Issue #1085, opened 2024-05-02
Type casting error shown for pages related to Modal Dialog v24.05.02


howard-e:
Modal Dialog v24.05.02 has been imported into the app, and the [current version page](https://aria-at.w3.org/test-review/117356) shows a potential type casting error which seem to match the presentationNumber values of the source csv files.

The issue also affects the test run page being rendered when it has been added to the Test Queue

<details>

<summary>Error shown</summary>

Int cannot represent non-integer value: 14.1 Int cannot represent non-integer value: 14.1 Int cannot represent non-integer value: 14.1 Int cannot represent non-integer value: 16.1 Int cannot represent non-integer value: 16.1 Int cannot represent non-integer value: 16.1 Int cannot represent non-integer value: 40.1 Int cannot represent non-integer value: 40.1 Int cannot represent non-integer value: 40.1

</details>

To replicate this locally:

* `git checkout main`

----------

Work item: Everything from the line holding "40.1 Int cannot represent non-integer value: 40.1" through the last line of the entries should be retyped exactly, with no other lines.

Response:
Int cannot represent non-integer value: 14.1 Int cannot represent non-integer value: 14.1 Int cannot represent non-integer value: 14.1 Int cannot represent non-integer value: 16.1 Int cannot represent non-integer value: 16.1 Int cannot represent non-integer value: 16.1 Int cannot represent non-integer value: 40.1 Int cannot represent non-integer value: 40.1 Int cannot represent non-integer value: 40.1

</details>

To replicate this locally:

* `git checkout main`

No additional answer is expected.